Murnau was a regular guest at the Viertel (Salka and Berthold) house on 165 Mabery Road in Los Angeles. Garbo became Salka's friend around April 1930.


Garbo and Murnau (photomontage)

Murnau’s Death Mask
In 1931, seven days before the premiere of his film Tabu, he allowed a fourteen year-old Filipino boy named Garcia Stevenson to ride his limo. And for some absolutely bizarre reason, he let the boy drive the Packard vehicle beside him.

Stevenson, driving too fast and swerving to avoid a truck, eventually crashed against an electric pole, killing the legendary film director. Garcia was not hurt, nor the other person in the car, but Murnau’s head was cracked open on a roadside pole and he died at hospital shortly afterwards. He was 42 years old.

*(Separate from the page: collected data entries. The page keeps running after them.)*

PR #1091, opened 2021-08-30
[master] Fixed memory leak in cluster list

holgerkoser:
Fixed a memory leak problem caused by registering popovers to the global esc key event. The popover components were registered to the global esc key event on creation but not deregistered on beforeDestroy. Therefore, the popover components could no longer be cleared by the garbage collector.

Fixes #

**Release note**:

```bugfix user
Fixed a memory leak in the cluster list. The memory consumption of the browser increased over time until finally the corresponding process crashed.
```


petersutter (approved):
/lgtm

While the scandalous rumors surrounding Murnau's death resulted in the appearance of only a handful of mourners at his funeral, Garbo showed up during the interment. Garbo also commissioned a death mask of him, which she kept on her desk during her years in Hollywood (not for her whole life, as many may think). Decades later, Garbo gave the Mask to Murnau’s family.

Murnau was later entombed on Southwest Cemetery (Südwest-Kirchhof Stahnsdorf) in Stahnsdorf near Berlin.


Garbo and the Death Mask (photomontage)

A death mask is a wax or plaster cast made of a person’s face following death. Death masks may be mementos of the dead, or be used for creation of portraits.

Today, the Death Mask belongs to the Filmmuseum in Berlin/Germany.